In 2017, a few Google engineers considered simplifying models by using attention. The paper "Attention Is All You Need" introduced a non-sequential architecture that processes entire sequences at once, replacing the traditional sequential RNN-based approach. Transformers use self-attention, allowing each token to interact directly with every other token. This gives models direct access to long-range context and enables them to process information in parallel on GPUs.

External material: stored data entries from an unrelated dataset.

PR #668, opened 2023-01-31
handle data-entries limit

domnikov-timofei:


src/_core/chunk.ts
```diff
@@ -0,0 +1,13 @@
+export function chunk<T>(array: T[], count: number) {
```
smelnikov, line 1: Is there any reason why we can't use `slice` as in this case?
https://github.com/Keeper-Wallet/Keeper-Wallet-Extension/blob/KEEP-1063/handle-data-entries-limit/src/controllers/assetInfo.ts#L352:L367

src/nfts/utils.ts
```diff
@@ -4,12 +4,11 @@ export function capitalize(str: string | undefined) {
...
-export function reduceDataEntries(entries: DataTransactionEntry[]) {
-  return entries.reduce<Record<string, DataTransactionEntry['value']>>(
-    (data, item) => {
-      data[item.key] = item.value;
-      return data;
-    },
-    {}
-  );
+export function reduceDataEntries<
+  T extends { key: DataTransactionEntry['key']; value: unknown }
```
smelnikov, line 8: Actually, the `entries` type is `DataTransactionEntry[]`.
Why are we omitting `type`?

src/_core/chunk.ts
domnikov-timofei: maybe something like this?

```javascript
function* chunk(array, size) {
  for (const i = 0; i < array.length; i += size) {
    yield array.slice(i, i + size);
  }
}
```

seems to be easier to read)

src/nfts/utils.ts
domnikov-timofei: `DataTransactionEntry` is a union type that combines `DataTransactionEntryInteger`, `DataTransactionEntryString` and so on. if we pass data of type such as `DataTransactionEntryInteger` to this function, then at the output we will get a type inferred from `DataTransactionEntry`, but we expected it to be processed as `DataTransactionEntryInteger`

src/_core/fetchInBatches.ts
```diff
@@ -0,0 +1,39 @@
+import invariant from 'tiny-invariant';
+
+import { chunk } from './chunk';
+
+export function fetchInBatches<T>(
+  allItems: unknown[],
```
faergeek, line 6: Why not use a generic for this as well instead of `unknown`?

src/_core/fetchInBatches.ts
```diff
@@ -0,0 +1,39 @@
...
+  chunkSize: number,
+  fetchFn: (items: unknown[]) => ReturnType<typeof fetch>
+): Promise<T[]> {
+  const chunks = chunk(allItems, chunkSize);
+
+  // eslint-disable-next-line no-async-promise-executor
+  return new Promise<T[]>(async (resolve, reject) => {
```
faergeek, line 13: Why do you need a promise constructor here at all? Why not just turn this whole `fetchInBatches` function into an async function instead?

This way you won't need to wrap loop contents in a try/catch and `reject` and `break` in `catch`. Let it just throw instead :-)

src/_core/fetchInBatches.ts
```diff
@@ -0,0 +1,39 @@
+import invariant from 'tiny-invariant';
+
+import { chunk } from './chunk';
+
+export function fetchInBatches<T>(
+  allItems: unknown[],
+  chunkSize: number,
+  fetchFn: (items: unknown[]) => ReturnType<typeof fetch>
+): Promise<T[]> {
```
faergeek, line 9: `fetchFn` should return `Promise<T[]>` instead. This function doesn't need to know anything about `fetch`

src/nfts/utils.ts
faergeek: Just `T extends DataTransactionEntry` would work as well

src/nfts/vendors/signArt.ts
```diff
@@ -124,7 +126,8 @@ export class SignArtNftVendor implements NftVendor<SignArtNftInfo> {
           const artDisplayCid = artworksEntries[entriesPerAsset * index + 2];
           const userName = userNameEntries[index];
           const [, artworkId, creator] =
-            artName.key.match(/art_name_(\w+)_(\w+)/i);
+            // eslint-disable-next-line @typescript-eslint/no-non-null-assertion
+            artName.key.match(/art_name_(\w+)_(\w+)/i)!;
```
faergeek, line 130: Better use `invariant` instead of type assertion

faergeek (changes requested):
I think it would be better to implement a function like `fetchDataEntries`, which will:

1. Use `fetchInBatches` internally. Node api limits for data entries doesn't change between different requests anyway, so we don't need to pass it every time.
2. Do what `reduceDataEntries` does, meaning it will always return a record back instead of an array.

What do you think?

faergeek (approved):

smelnikov (approved):

PR #669, opened 2023-02-01
Add Update.ts test

denis-y-krasilnikov:


.github/workflows/update-tests.yml
```diff
@@ -0,0 +1,51 @@
...
+on:
+  push:
+    branches-ignore:
+      - master
+jobs:
+  tests:
+    runs-on: ubuntu-latest
+    steps:
+      - uses: styfle/cancel-workflow-action@0.11.0
+      - run: sudo chown -R $USER:$USER $GITHUB_WORKSPACE
```
faergeek, line 11: Seems like this `chown` is not actually needed. It was in `tests.yml`, but since we run `docker compose` directly it's not needed anymore, so I removed it (https://github.com/Keeper-Wallet/Keeper-Wallet-Extension/pull/667/commits/cd4e8e13976f213620f1e743d0ac19f1fc422483)

.github/workflows/update-tests.yml
```diff
@@ -0,0 +1,51 @@
...
+      # Build current branch
+      - name: Get Current branch source
+        uses: actions/checkout@v3
+        with:
+          clean: false
```
faergeek, line 16: `clean` is unnecessary on first checkout

.github/workflows/update-tests.yml
```diff
@@ -0,0 +1,51 @@
...
+      - uses: actions/setup-node@v3
+        with:
+          cache: yarn
+          node-version-file: .nvmrc
+      - run: yarn install --frozen-lockfile
+      - run: yarn run build
+      - name: Copy current dist to temp folder
+        run: |
+          sudo mkdir -m 777 new_dist
+          mv dist/chrome new_dist
```
faergeek, line 26: `sudo` seems unnecessary here. As well as `mkdir`.

Why not just move the whole dir like `mv dist dist.new`?

.github/workflows/update-tests.yml
```diff
@@ -0,0 +1,51 @@
...
+      # Build last tag
+      - name: Find last tag
+        run: echo ::set-output name=VALUE::$(git describe --abbrev=0 --tags `git rev-list --tags --skip=1 --max-count=1`)
```
faergeek, line 29: ::set-output is deprecated
https://github.blog/changelog/2022-10-11-github-actions-deprecating-save-state-and-set-output-commands/

test/Update.ts
```diff
@@ -0,0 +1,76 @@
...
+    );
+    await TopMenu.backButton.click();
+    return [activeAccountName, ...otherAccountNames];
+  }
+
+  it('accounts persist on update', async () => {
+    const promisifiedExec = util.promisify(exec);
+    await browser.openKeeperExtensionPage();
+    await promisifiedExec('rm -rf dist/chrome');
+    await promisifiedExec('mv new_dist/chrome dist');
```
faergeek, line 58: You can use `rename` instead, like this:

```javascript
import { rename } from 'node:fs/promises';
```

faergeek (approved):

smelnikov (approved):
I think we need more scenarios, at least 4 are defined in TestRails.
Also it would be useful to test update in all supported browsers.

PR #683, opened 2023-02-06
display NFTs from Puzzle Market

domnikov-timofei:


src/nfts/vendors/puzzle.ts
```diff
@@ -0,0 +1,81 @@
...
+
+const PUZZLE_MARKET_DAPP = '3PFQjjDMiZKQZdu5JqTHD7HwgSXyp9Rw9By';
+
+function puzzleDataUrl(nodeUrl: string) {
+  return new URL(`addresses/data/${PUZZLE_MARKET_DAPP}`, nodeUrl).toString();
+}
+
+function nftIdKey(id: string, postfix = '') {
+  return `nft_${id}${postfix}`;
+}
```
smelnikov, line 31: Maybe include `_` from `postfix` in string format and rename the function to `nftPropertyKey`?

src/nfts/vendors/puzzle.ts
```diff
@@ -0,0 +1,81 @@
...
+    )
+      .then(dataEntriesToRecord)
+      .then(artworksEntries => {
+        return nftIds.map((id): PuzzleNftInfo => {
+          const creator = artworksEntries[nftIdKey(id, '_issuer')];
+          const image = artworksEntries[nftIdKey(id, '_image')];
+
+          return {
+            id,
+            vendor: NftVendorId.Puzzle as NftVendorId.Puzzle,
```
smelnikov, line 59: Why is it necessary to use a type assertion here?

smelnikov (approved):

src/nfts/vendors/puzzle.ts
```diff
@@ -0,0 +1,83 @@
...
+      return [];
+    }
+
+    const nftIds = nfts.map(nft => nft.assetId);
+
+    return fetchDataEntries<DataTransactionEntryString>(
+      puzzleDataUrl(nodeUrl),
+      nftIds
+        .map(id => [nftPropertyKey(id, 'image'), nftPropertyKey(id, 'issuer')])
+        .flat()
```
faergeek, line 51: [`flatMap`](https://developer.mozilla.org/en-US/docs/Web/JavaScript/Reference/Global_Objects/Array/flatMap) can be used instead of `map` + `flat`

faergeek (approved):

smelnikov (approved):

src/nfts/nftCard.tsx
```diff
@@ -12,26 +13,64 @@ export function NftCover({
...
-      className={clsx(styles.cover, className, isLoading && 'skeleton-glow')}
-      style={nft?.background}
-      onLoad={() => nft?.foreground && setLoading(false)}
-    />
+  useEffect(() => {
+    if (nft?.foreground) {
+      setLoading(true);
+
+      fetch(nft.foreground)
+        .then(response => (response.ok ? response : Promise.reject()))
```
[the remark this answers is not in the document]
faergeek: I'd say it's better to avoid mixing `async/await` with `.then/.catch`. But to use `async/await` I would do `Promise.resolve().then(async ...` and do everything in that function, without following `.catch/.finally`, instead using `try/catch/finally` in an async function. In general either one way or another, without mixing, except initial `Promise.resolve`, just because you can't use `async/await` inside `useEffect`.

Also, empty reject doesn't make any sense, so it makes sense to use `throw` in any case, with `async/await` or not. Because you can't throw "nothing", but you can reject with nothing.

faergeek (approved):

smelnikov (approved):

faergeek (approved):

The concept of self-attention involves calculating weighted interactions between tokens, so the model can focus on the most relevant words, regardless of their distance. This helps resolve issues like pronoun reference and long-range dependencies by assigning high attention weights to the correct antecedents. For example, the model can link "it" to "animal" or "street" depending on the context.

With improved parallel computing, training larger models become feasible resolving the forgetting issues at working scale. The Transformer model also introduced multi-head attention, which helps create contextual embeddings.

Transformers are now the basis for modern large language models, such as the GPT family, Claude, and Gemini, driving progress in scale, performance, and versatility in NLP and other areas.

How ChatGPT Works

A production conversational agent like ChatGPT is built from three main components: Transformer architecture, massive internet-scale data, and auto-regressive prediction. This involves combining large, diverse text collections with a Transformer to predict the next token, creating a foundation model.

The model is trained on massive, varied sources from the internet, including books, papers, forums, code, and websites. This exposure to a wide range of language and facts helps the model learn. The primary goal of training is to predict the next token in a sequence. For example, given the context "$\text{The quick brown ...}$", the model evaluates possible completions and chooses the most likely one. Some models, like BERT, use a variation called masked language modeling. After initial training, the models are fine-tuned through instruction and reinforcement learning to make them more helpful and behave like conversational assistants.

Why Next-Word Prediction Creates Intelligence

Predicting the next word is a straightforward task, but training a large model on a vast and diverse range of texts makes it learn a lot about language and how it works. To make accurate predictions across different topics, the model has to understand grammar, meaning, facts, and how people reason. This helps the model develop its own internal understanding of language and the world.

Text Generation Loop

It's a auto-regressive loop where the model's output at time-step $t$ becomes part of its input for time-step $t+1$.

Step 1: Input: The $\rightarrow$ Predicts: quick
Step 2: Input: The quick $\rightarrow$ Predicts: brown
Step 3: Input: The quick brown $\rightarrow$ Predicts: fox

Emergence: The Law of Scaling

Quantitatively, as data, models, and computing power increase, we need to consider the scale. Even developers struggle to understand the uniform distribution of large language models due to their size. As models expand, they develop complex behaviors that are not present in smaller models, once a certain scale threshold is reached. These behaviors include chain-of-thought reasoning, tool use, planning, meta-learning, and self-consistency.

We can see a shift from task-specific models to more general models. The focus is now on systems that can handle multiple forms of input, think and reason about their own behavior, and act as agents that can use tools.

The Core Intuition: We have moved from AI that knows things (Knowledge) to AI that can reason through things (Logic) and finally to AI that can do things (Action).